Parallelization in domains vs states
We can divide up the work among the processors in different ways, by dividing up the points into domains for each processor, or dividing the states into groups for each processor, or a combination of both. Try out different combinations by adding to your input file
ParStates = 2
ParDomains = 12
and run on 24 cores, with different numbers in the first two fields whose product is the total number of processors (‘‘e.g.’’ 6 x 4, 3 x 8, …).
PFFT Poisson solver
Another thing you can try is to compare the PFFT (parallel FFT) Poisson solver against the one we were using before (look in the output file to see which one it was). You will need to use this aprun line in your job script instead of the previous one:
aprun -n XXX /global/homes/j/joseba/octopus/bin/octopus_mpi &> output_td_XXX
in order to use a different octopus compilation that uses that library, and add these lines to your input file:
PoissonSolver = fft
FFTLibrary = pfft
Compare some runs against one on a similar number of processors that you did previously. How does the time for this solver compare? You can also try ordinary FFTW (not parallel) with
FFTLibrary = fftw
Parallelization of the ground state
We can also try different parameters and algorithms to see their effect on the speed of the ground-state calculation, for 24, 48, or 96 processors. Look each up in the variable reference to see what they mean, and see which of the options you were using in the previous runs.

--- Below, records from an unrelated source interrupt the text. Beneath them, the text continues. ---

PR #378, opened 2021-03-17
Boundary Indices

sslattery:
Follow on to #374.

1. Adds `boundaryIndexSpace()` to the `LocalGrid` to allow for operations over indices in the boundary halo region for non-periodic boundaries.
2. Adds `inRange()` to the `IndexSpace` to check whether or not an index is within the range of the space. The will make implementing boundary conditions easier in some cases.

### DIFF
--- a/cajita/unit_test/tstLocalGrid.hpp
+++ b/cajita/unit_test/tstLocalGrid.hpp
@@ -327,13 +327,27 @@ void periodicTest3d()
 
     // Check that the boundary spaces are empty.
     auto boundary_cell_space =
-        local_grid->boundaryIndexSpace( Cell(), -1, 0, 1 );
+        local_grid->boundaryIndexSpace( Ghost{}, Cell(), -1, 0, 1 );
     EXPECT_EQ( 0, boundary_cell_space.size() );
 
-    boundary_cell_space = local_grid->boundaryIndexSpace( Cell(), 1, -1, 0 );
+    boundary_cell_space =
+        local_grid->boundaryIndexSpace( Ghost{}, Cell(), 1, -1, 0 );
     EXPECT_EQ( 0, boundary_cell_space.size() );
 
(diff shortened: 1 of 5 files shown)


cajita/unit_test/tstLocalGrid.hpp
```diff
@@ -1830,6 +1930,106 @@ void notPeriodicTest3d()
                 }
             }
 
+    // Check the boundary spaces.
+    IndexSpace<3> boundary_cell_space;
+    if ( -1 == local_grid->neighborRank( -1, 0, 1 ) )
+    {
+        boundary_cell_space =
+            local_grid->boundaryIndexSpace( Cell(), -1, 0, 1 );
+        EXPECT_EQ( boundary_cell_space.min( Dim::I ), 0 );
```
kwitaechong, line 1939: by the definition of `sharedIndexSpaceImpl` of off_ijk = -1,  owned_space.min( d ) - halo_width  = 0

kwitaechong:
I am wondering for the mixture case of periodic/non-periodic boundary condition, e.g., in 2D (True, False), how to compute boundaryIndexSpace( Cell(), 1, 1 )

kwitaechong (approved):

sslattery:
> I am wondering for the mixture case of periodic/non-periodic boundary condition, e.g., in 2D (True, False), how to compute boundaryIndexSpace( Cell(), 1, 1 ). In this case, it is a little confusing since upper-right block is periodic in x-dir but above y-non-periodic face.

Yes I thought about that a lot. If a dimensions is not periodic then *any* boundary region that includes that dimension has a non-zero sized `boundaryIndexSpace` because there is no way to decide which rank owns that particular region, even though it might be repeated on another rank. So to resolve this ambiguity we say that there is no unique owning rank and every rank gets its own copy

PR #383, opened 2021-03-31
Sparse Grid Partitioner

YuxingQiu:
Pull request for sparse grid partitioner; all local tests passed.

Part of #323


streeve:
This will need to be rebased on master to run CI and fix conflicts (switch to header only)

YuxingQiu:
I've just done the rebase stuff. I still have some debugging code not removed because I may need them for testing as my local computer cannot support tests with 12 MPI_ranks.

cajita/src/Cajita_SparseDimPartitioner.hpp
```diff
@@ -0,0 +1,640 @@
...
+
+#include <array>
+#include <vector>
+
+#include <mpi.h>
+
+namespace Cajita
+{
+//---------------------------------------------------------------------------//
+template <typename MemorySpace, typename ExecSpace,
```
streeve, line 16: We should template on `DeviceType` instead, then extract the memory and execution space from it

streeve (changes requested):
Looking good! I'm wondering if we want this to be experimental for now

cajita/src/Cajita_SparseDimPartitioner.hpp
```diff
@@ -0,0 +1,617 @@
...
+                    //     "compute_sub_workload to compute ave_workload - 0\n"
+                    //     );
+                    int j = static_cast<int>( jnk / rank_k );
+                    int k = static_cast<int>( jnk % rank_k );
+                    // printf(
+                    //     "in parallel_for, before calling "
+                    //     "compute_sub_workload to compute ave_workload - 1\n"
+                    //     );
+                    ave_workload( jnk ) =
+                        compute_sub_workload( dj, j, dk, k, rank, rec_partition,
```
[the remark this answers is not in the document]
YuxingQiu: `rank`, `rec_partition`, and `prefix_sum` are already local copies, otherwise, I will CUDA runtime errors; `ave_workload` is locally defined; other arguments are just numbers.

cajita/src/Cajita_SparseDimPartitioner.hpp
YuxingQiu: Sounds great. I'll change that.

cajita/src/Cajita_SparseDimPartitioner.hpp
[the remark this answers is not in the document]
streeve: Sorry, I should have been more clear - `compute_sub_workload` missing a local copy is the failure I see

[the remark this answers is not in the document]
YuxingQiu: Oh!! Well, even functions need local copies?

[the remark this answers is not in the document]
streeve: My mistake - I read too fast and thought this was a View.  Making it `public` will enable capture on the device

cajita/unit_test/tstSparseDimPartitioner.hpp
```diff
@@ -0,0 +1,293 @@
...
+
+#include <gtest/gtest.h>
+
+#include <mpi.h>
+
+using namespace Cajita;
+
+namespace Test
+{
+void uniform_distribution_automatic_rank()
```
streeve, line 13: Can you add some more detail about the problem setup? Does the partitioning actually change?

cajita/unit_test/tstSparseDimPartitioner.hpp
```diff
@@ -0,0 +1,293 @@
...
+        auto gt_tile = rec_partitions[d][cart_rank[d] + 1] -
+                       rec_partitions[d][cart_rank[d]];
+
+        EXPECT_EQ( owned_cells_per_dim[d], gt_tile * cell_per_tile_dim *
+                                               cell_per_tile_dim *
+                                               cell_per_tile_dim );
+    }
+}
+
+void biased_distribution_automatic_rank( std::array<int, 3> occupy_start,
```
streeve, line 143: How non-uniform is this test? I think I'll need to discuss with you to understand

cajita/unit_test/tstSparseDimPartitioner.hpp
```diff
@@ -0,0 +1,293 @@
...
+    {
+        auto gt_tile = rec_partitions[d][cart_rank[d] + 1] -
+                       rec_partitions[d][cart_rank[d]];
+        EXPECT_EQ( owned_tiles_per_dim[d], gt_tile );
+        EXPECT_EQ( owned_cells_per_dim[d], gt_tile * cell_per_tile_dim *
+                                               cell_per_tile_dim *
+                                               cell_per_tile_dim );
+    }
+
+    // initialize sparseMap, register every tile on every MPI rank
```
streeve, line 101: You could share the sparsemap creation across tests

streeve (changes requested):

YuxingQiu:
I'm not sure how to fix the failed tests here. Both failed on the cases that are not related to SparsePartitioner.

streeve:
retest this please.

streeve:
> I'm not sure how to fix the failed tests here. Both failed on the cases that are not related to SparsePartitioner.

The Cuda failure was random, Intel failure I still need to fix

streeve (changes requested):
Couple quick things: 
- one warning in the CI to fix
- Needs to be added to `Cajita.hpp`

Couple bigger questions:
- Can you calculate the imbalance and check in the unit test?
- Should we have a unit test for a rebalancing a dense grid (either here or separate)?

cajita/unit_test/tstSparseDimPartitioner.hpp
```diff
@@ -0,0 +1,369 @@
...
+    // check results (should be the same as the gt_partition)
+    auto part = partitioner.getCurrentPartition();
+    for ( int d = 0; d < 3; ++d )
+    {
+        for ( int id = 0; id < ranks_per_dim[d] + 1; id++ )
+            EXPECT_EQ( part[d][id], gt_partition[d][id] );
+    }
+
+    auto imbalance_factor = partitioner.computeImbalanceFactor( cart_comm );
+    EXPECT_EQ( imbalance_factor, 1.0f );
```
streeve, line 352: Can use `EXPECT_FLOAT_EQ` instead

cajita/src/Cajita_SparseDimPartitioner.hpp
```diff
@@ -0,0 +1,687 @@
...
+    */
+    SparseDimPartitioner( MPI_Comm comm, float max_workload_coeff,
+                          int workload_num, int num_step_rebalance,
+                          const std::array<int, 3>& global_cells_per_dim,
+                          int max_optimize_iteration = 10 )
+        : _workload_threshold(
+              static_cast<int>( max_workload_coeff * workload_num ) )
+        , _num_step_rebalance( num_step_rebalance )
+        , _max_optimize_iteration( max_optimize_iteration )
+        , _workload_per_tile(
```
streeve, line 69: Could write an `allocate` function and call in both constructors

cajita/src/Cajita_SparseDimPartitioner.hpp
```diff
@@ -0,0 +1,687 @@
...
+        int size_1 = prefix_sum.extent( 1 );
+        int size_2 = prefix_sum.extent( 2 );
+
+        int rank_0 = _ranks_per_dim[0];
+        int rank_1 = _ranks_per_dim[1];
+        int rank_2 = _ranks_per_dim[2];
+
+        Kokkos::parallel_for(
+            "compute_workload_record",
+            Kokkos::RangePolicy<execution_space>( 0, 2 ),
```
streeve, line 592: Probably not worth a parallel kernel here. Could copy what you need to the host instead

cajita/src/Cajita_SparseDimPartitioner.hpp
```diff
@@ -0,0 +1,687 @@
...
+            Kokkos::deep_copy( _rectangle_partition_dev, rec_mirror );
+        } // end for (3 dimensions)
+    }
+
+    /*!
+      \brief compute the imbalance factor for the current partition
+      \param cart_comm MPI cartesian communicator
+      \return the imbalance factor = workload on current rank / ave_workload
+    */
+    float computeImbalanceFactor( MPI_Comm cart_comm )
```
streeve, line 564: I think we also want `computeImbalance` that just returns the current workload and `computeTotalImbalanceFactor` which sums the imbalance across ranks. That would be a good way to trigger a reoptimization step

cajita/src/Cajita_SparseDimPartitioner.hpp
```diff
@@ -0,0 +1,687 @@
...
+
+    /*!
+      \brief compute the workload in the current MPI rank from particle
+      positions (each particle count for 1 workload value)
+      \param view particle positions view
+      \param particle_num total particle number
+      \param dx cell dx size
+    */
+    template <class ParticlePosViewType, typename CellUnit>
+    void computeLocalWorkLoad( ParticlePosViewType& view, int particle_num,
```
streeve, line 272: I don't think we're testing the particle workload codepath - is that relatively easy to add? Or should we leave that until later (if so maybe we remove this for now)?

streeve (changes requested):
This looks great! Few more small things, but I think it's almost ready to merge

YuxingQiu:
Could you please help retest the code? @streeve 
Lots of unrelated HIP tests failed. T^T 
Thank you so much!

streeve (commented):
As we discussed at the meeting let's add a test for the particle rebalancing and then this should be ready to merge

cajita/unit_test/tstSparseDimPartitioner.hpp
```diff
@@ -0,0 +1,369 @@
...
+    for ( int d = 0; d < 3; ++d )
+    {
+        auto gt_tile = rec_partitions[d][cart_rank[d] + 1] -
+                       rec_partitions[d][cart_rank[d]];
+
+        EXPECT_EQ( owned_cells_per_dim[d], gt_tile * cell_per_tile_dim *
+                                               cell_per_tile_dim *
+                                               cell_per_tile_dim );
+    }
+}
```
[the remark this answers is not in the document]
YuxingQiu: I've added the imbalance factor test (after optimization) in `uniform_distribution_test`, with a manually computed ground-truth number. In this `uniform_distribution_test`, the imbalance_factor is not exactly 1.0f but depends on how many MPI_ranks we are using. (e.g. domain_size_in_dim_i = 32, rank_num_in_dim_i = 3, then the number of tiles is not perfectly averaged on each MPI_rank, so the imbalance factor in this case is not 1.0f).

I don't think we need to test the imbalance factor before optimization. On the one hand, the accuracy is ensured by the way we test the optimization results (ensuring the optimized output being the same as the initialized partition), which means we will get the same results calling the same interface to compute the imbalance factor. On the other hand, if we want to compute the imbalance factor before optimization, we have to manually compute the workload matrix and the prefix_sum matrix before computing the imbalanced factor, which is pretty time-consuming.

streeve (commented):
Looks good! Just one small thing, then a few places that need updated comments

cajita/src/Cajita_SparseDimPartitioner.hpp
```diff
@@ -256,22 +256,32 @@ class SparseDimPartitioner : public BlockPartitioner<3>
       \param particle_num total particle number
       \param dx cell dx size
     */
-    template <class ParticlePosViewType, typename CellUnit>
-    void computeLocalWorkLoad( ParticlePosViewType& view, int particle_num,
-                               CellUnit dx )
+    template <class ParticlePosViewType, typename ArrayType, typename CellUnit>
+    void computeLocalWorkLoad( const ParticlePosViewType& view,
```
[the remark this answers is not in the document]
YuxingQiu: Oh okay! sorry I always forget about the doc thing... T_T

streeve (approved):

streeve:
Ok, @YuxingQiu if you rebase on master everything should pass

cajita/unit_test/tstSparseDimPartitioner.hpp
```diff
@@ -0,0 +1,473 @@
...
+        int ele = size_tile_per_dim / ranks_per_dim[d];
+        int part = 0;
+        for ( int i = 0; i < ranks_per_dim[d]; ++i )
+        {
+            rec_partitions[d].push_back( part );
+            part += ele;
+        }
+        rec_partitions[d].push_back( size_tile_per_dim );
+    }
+    partitioner.initializeRecPartition( rec_partitions[0], rec_partitions[1],
```
sslattery, line 82: Can the partitioning interface allocate the vectors inside of this array? It would prevent users needing to figure this out with a call to `ranksPerDimension`

cajita/unit_test/tstSparseDimPartitioner.hpp
```diff
@@ -0,0 +1,473 @@
...
+        Kokkos::parallel_for(
+            "insert_tile_to_sparse_map",
+            Kokkos::RangePolicy<TEST_EXECSPACE>( 0, tiles_view.extent( 0 ) ),
+            KOKKOS_LAMBDA( int id ) {
+                sis.insertTile( tiles_view( id, 0 ), tiles_view( id, 1 ),
+                                tiles_view( id, 2 ) );
+            } );
+
+        // compute workload from a sparseMap and do partition optimization
+        partitioner.optimizePartition( sis, MPI_COMM_WORLD );
```
sslattery, line 430: Does initialize have to be called before optimize? If so and we always want to optimize, can we create a version of these functions that fuses them together?

sslattery (approved):
Just a few small questions/comments and then we can merge

cajita/unit_test/tstSparseDimPartitioner.hpp
YuxingQiu: So the original design is like, the user may probably want to set up the ranks_per_dim manually and initialize the partition in some special way (not just the average way I used in the unit tests). 
But it's true here if the user wants to leave everything to us, this call would be tedious. So I think we can call this `initializeRecPartition` in the constructor to create an average partitioner as initialization. In this way, both `ranksPerDimension`, as well as the `initializeRecPartition`, are hidden from the user. 
How do like it if I do this before merging?

cajita/src/Cajita_SparseDimPartitioner.hpp
```diff
@@ -0,0 +1,752 @@
...
+      dimention
+      \param max_workload_coeff threshold factor for re-partition
+      \param workload_num total workload(particle/tile) number, used to compute
+      workload_threshold
+      \param num_step_rebalance the simulation step number after which one
+      should check if repartition is needed
+      \param global_cells_per_dim 3D array, global cells in each dimension
+      \param max_optimize_iteration max iteration number to run the optimization
+    */
+    SparseDimPartitioner( MPI_Comm comm, float max_workload_coeff,
```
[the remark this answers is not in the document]
YuxingQiu: Yeah sounds great! So for now even though I store the `max_workload_coeff` here, I don't really use this information. But I think I will make use of that in the future to create an automatic check for when or whether to do the optimizations. So we can set up default values for those parameters later based on our testings.

cajita/unit_test/tstSparseDimPartitioner.hpp
YuxingQiu: Only one time init before simulations start, and multiple times of optimization during the simulation. 
When optimizing, we will fix two dimensions and optimize the rest, so the partition information is needed in those two dimensions. That's why we do initialization before optimization, but only for once, as the results of the previous optimization can serve as the init state for the next round of optimization.

cajita/unit_test/tstSparseDimPartitioner.hpp
sslattery: Let's get this merged as-is and then do another pull request where we make API updates

PR #385, opened 2021-04-21
Add hypre to GHA

streeve:
Part of #345


sslattery (approved):

streeve:
@sslattery still fails with hypre `v2.19.0`

sslattery:
> @sslattery still fails with hypre `v2.19.0`

Yeah I just saw that :( I will need to look at that

streeve:
@sslattery this is passing with 2.18.2 (failure is unrelated)

PR #395, opened 2021-05-20
Particle-grid migrate

streeve:
This adds particle-grid migrate in Cajita, wrapping calls to `Cabana::Distributor`, `Cabana::migrate`

 - [x] Implementation (stolen from ExaMPM) determines new ranks destinations and wraps through periodic boundaries
 - [x] `particleGridMigrate` uses implementation functions and calls `migrate`
 - [x] 2d and 3d tests

This supersedes #263 and is part of the very old #77


streeve:
Ok @sslattery this is ready for review. I will keep working on the similar arbitrary dimension halo functionality and create a separate PR

cajita/src/Cajita_ParticleGridDistributor.hpp
```diff
@@ -0,0 +1,390 @@
...
+
+        // Check within the halo width, within the ghosted domain.
+        const auto& local_mesh =
+            Cajita::createLocalMesh<Kokkos::HostSpace>( _local_grid );
+
+        Kokkos::Array<double, num_space_dim> local_low{};
+        Kokkos::Array<double, num_space_dim> local_high{};
+        for ( std::size_t d = 0; d < num_space_dim; ++d )
+        {
+            auto dx = _local_grid.globalGrid().globalMesh().cellSize( d );
```
sslattery, line 66: This implies that a uniform mesh is being used. In hindsight, given our curvilinear grid development elsewhere I wish that Cajita only did logically uniform grids but we need to support the other grids here. For now you could simply do a static assert that the user gave you a `LocalGrid` derived form a `UniformMesh`

cajita/src/Cajita_ParticleGridDistributor.hpp
```diff
@@ -0,0 +1,390 @@
...
+        Kokkos::Array<double, num_space_dim> local_low{};
+        Kokkos::Array<double, num_space_dim> local_high{};
+        Kokkos::Array<bool, num_space_dim> periodic{};
+        Kokkos::Array<double, num_space_dim> global_low{};
+        Kokkos::Array<double, num_space_dim> global_high{};
+        Kokkos::Array<double, num_space_dim> global_extent{};
+
+        for ( std::size_t d = 0; d < num_space_dim; ++d )
+        {
+            local_low[d] = local_mesh.lowCorner( Cajita::Own(), d );
```
sslattery, line 150: We do this in a lot of places. No need to add in this PR but it would be nice to have functions for these that do not take a dimension argument and just return a `Kokkos::Array` for all dimensions.

cajita/src/Cajita_ParticleGridDistributor.hpp
```diff
@@ -0,0 +1,390 @@
...
+                for ( std::size_t d = 0; d < num_space_dim; ++d )
+                {
+                    nid[d] = 1;
+                    if ( positions( p, d ) < local_low[d] )
+                        nid[d] = 0;
+                    else if ( positions( p, d ) > local_high[d] )
+                        nid[d] = 2;
+                }
+
+                // Compute the destination MPI rank [ni + 3*(nj + 3*nk) in 3d].
```
sslattery, line 173: this should also work in 2d right?

cajita/src/Cajita_ParticleGridDistributor.hpp
```diff
@@ -0,0 +1,390 @@
...
+                {
+                    int npower = 1;
+                    for ( std::size_t dp = 1; dp <= d; ++dp )
+                        npower *= 3;
+                    neighbor_index += npower * nid[d];
+                }
+                destinations( p ) = neighbor_ranks( neighbor_index );
+
+                // Shift particles through periodic boundaries.
+                for ( std::size_t d = 0; d < num_space_dim; ++d )
```
sslattery, line 185: nice - good kernel fusion. I think we can also eventually find a way to fuse in the count kernel as well so we have only a single setup kernel.

cajita/src/Cajita_ParticleGridDistributor.hpp
```diff
@@ -0,0 +1,390 @@
...
+//---------------------------------------------------------------------------//
+// Particle Grid Distributor
+//---------------------------------------------------------------------------//
+/*!
+  \brief Determine which particles need to be migrated using the grid
+
+  \tparam LocalGridType Cajita LocalGrid type.
+*/
+template <class LocalGridType>
+class ParticleGridDistributor
```
sslattery, line 39: Does this even need to be a class? Based on your implementations below the content of these could just be in those free functions.

cajita/src/Cajita_ParticleGridDistributor.hpp
```diff
@@ -0,0 +1,390 @@
...
+
+  \param minimum_halo_width Number of halo mesh widths to include for
+  ghosting.
+*/
+template <class LocalGridType, class PositionSliceType>
+int migrateCount( const LocalGridType& local_grid,
+                  const PositionSliceType& positions,
+                  const int minimum_halo_width )
+{
+    ParticleGridDistributor<LocalGridType> pg_distributor( local_grid );
```
sslattery, line 223: I don't think `ParticleGridDistributor` needs to be an object - the code in `migrateCount` can just be added here instead as a free function. You should have some kind of `ParticleGridDistributor` namespace though for these free functions.

cajita/src/Cajita_ParticleGridDistributor.hpp
```diff
@@ -0,0 +1,390 @@
...
+        topology_host( topology.data(), topology.size() );
+    auto topology_mirror =
+        Kokkos::create_mirror_view_and_copy( device_type(), topology_host );
+    Kokkos::View<int*, device_type> destinations(
+        Kokkos::ViewAllocateWithoutInitializing( "destinations" ),
+        positions.size() );
+
+    // Determine destination ranks for all particles and wrap positions across
+    // periodic boundaries.
+    pg_distributor.getMigrateDestinations( topology_mirror, destinations,
```
sslattery, line 267: Same here - could just inject code into free function instead of having a class.

cajita/src/Cajita_ParticleGridDistributor.hpp
sslattery: Or instead of a namespace prefix the functions with `particleGridDistributor` as you have below.

cajita/unit_test/tstParticleGridDistributor2d.hpp
```diff
@@ -0,0 +1,364 @@
...
+        global_low_corner, global_high_corner, global_num_cell );
+    auto global_grid = Cajita::createGlobalGrid( MPI_COMM_WORLD, global_mesh,
+                                                 is_periodic, partitioner );
+    return global_grid;
+}
+
+//---------------------------------------------------------------------------//
+// RUN TESTS
+//---------------------------------------------------------------------------//
+TEST( TEST_CATEGORY, not_periodic_test )
```
sslattery, line 270: It seems like a lot of the code in the `not_periodic_test` and `periodic_test` could be combined and only a few boolean options needed to delineate them.

cajita/unit_test/tstParticleGridDistributor3d.hpp
```diff
@@ -0,0 +1,406 @@
...
+        global_low_corner, global_high_corner, global_num_cell );
+    auto global_grid = Cajita::createGlobalGrid( MPI_COMM_WORLD, global_mesh,
+                                                 is_periodic, partitioner );
+    return global_grid;
+}
+
+//---------------------------------------------------------------------------//
+// RUN TESTS
+//---------------------------------------------------------------------------//
+TEST( TEST_CATEGORY, not_periodic_test )
```
sslattery, line 288: Same here with overlap - these two could probably be combined mostly as a single function (still want separate functions at GTest level though for delineation)

sslattery (changes requested):
Just a few small changes

cajita/src/Cajita_ParticleGridDistributor.hpp
streeve: I converted this to a class to make the variable dimension easier. Is there a good way to do that otherwise? I'm okay with moving this to `Impl` if we keep it

cajita/src/Cajita_ParticleGridDistributor.hpp
streeve: I should definitely have commented to make this free function wrapper more clear, but this was again just to use the mesh spatial dimension without the user having to worry about it

cajita/src/Cajita_ParticleGridDistributor.hpp
streeve: Yes, I just left the comment because the code isn't as readable for 2d & 3d

cajita/unit_test/tstParticleGridDistributor2d.hpp
streeve: Fixed

cajita/unit_test/tstParticleGridDistributor3d.hpp
streeve: Fixed

cajita/src/Cajita_ParticleGridDistributor.hpp
streeve: Added, but I could add a non-uniform version later

cajita/src/Cajita_ParticleGridDistributor.hpp
streeve: I fixed this as you suggested

cajita/src/Cajita_ParticleGridDistributor.hpp
streeve: Removed

streeve:
@sslattery should be ready for final review

sslattery (approved):

PR #396, opened 2021-05-20
GHA: reenable doxygen upload

junghans:
Last item from #345

PR #394, opened 2021-05-20
Jenkins: update to rocm 4.2 and restrict HIP build to MI60

streeve:

PR #399, opened 2021-05-20
Fixup doxygen

streeve:
Currently errors if nothing new to commit to doxygen

Follow up to #396


streeve:
@junghans I tried to fix here, but we need a clean exit if there's nothing to commit for doxygen (#394 fails that way). Not sure why this gives a permissions error

junghans (approved):

PR #400, opened 2021-05-22
GHA: Treat Doxygen warnings as error

junghans:


.github/workflows/CI2.yml
```diff
@@ -290,7 +290,9 @@ jobs:
             -DCabana_ENABLE_PERFORMANCE_TESTING=ON \
             -DCabana_PERFORMANCE_EXPECTED_FLOPS=0 \
             -DCabana_ENABLE_COVERAGE_BUILD=${{ matrix.coverage }} \
-            -DCMAKE_BUILD_TYPE=${{ matrix.cmake_build_type }}
+            -DCMAKE_BUILD_TYPE=${{ matrix.cmake_build_type }} \
+            -DDOXYGEN_WARN_AS_ERROR=YES \
+            -DDOXYGEN_WARN_IF_UNDOCUMENTED=NO
```
junghans, line 295: Wouldn't it be better to document the missing items?

sslattery: Does this logic imply that the doxygen build will error out if something is undocumented? Also will this cause the CI to fail?

streeve: Is there a good way to only warn for things we intend to document (e.g. leave out some impl and explicit template instantiations)?

streeve: @sslattery with `WARN_IF_UNDOCUMENTED=NO`, `WARN_AS_ERROR` won't cause CI to fail if an entire class/member function is undocumented, but it will if it's partially documented. One other issue I fixed here was that it choked on the latex expression I escaped

streeve:
Rebased to check for errors in free functions. As discussed, we'll allow undocumented items for now and remove the `WARN_IF_UNDOCUMENTED` flag when documentation is updated in following PRs

junghans:
@streeve Great work!

@sslattery Ready to merge, please review.

sslattery (approved):

streeve (approved):

PR #402, opened 2021-05-25
Add atomic update for neighbor example

### LINKED ISSUE #401: Atomic access required in neighbor_parallel_for_example.cpp?
I am currently working through the tutorials. They are very clear and the code base is really nice. :+1: 

While reading through https://github.com/ECP-copa/Cabana/blob/master/example/tutorial/10_neighbor_parallel_for/neighbor_parallel_for_example.cpp I stumbled over a potential race condition. For `Cabana::TeamOpTag()` parallelization is done over particles and neighbors, right? This should result in a race condition here https://github.com/ECP-copa/Cabana/blob/master/example/tutorial/10_neighbor_parallel_for/neighbor_parallel_for_example.cpp#L124-L127, since access to `slice_i( i )` is not atomic. Did I miss something?

streeve:
Fixes #401 - thanks to @XzzX for pointing this out!


sslattery (approved):

junghans:
The IC failure is #398 again.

- parallelization in domains vs states (as above)
- Eigensolver = rmmdiis, plan, cg, cg_new, lobpcg.
- StatesOrthogonalization = cholesky_serial, cholesky_parallel, mgs, qr
- SubspaceDiagonalization = standard, scalapack
- linear-combination of atomic orbitals (LCAO) for initial guess: LCAOAlternative = yes, no. In this case, add MaximumIter = 0 to do just LCAO rather than the whole calculations.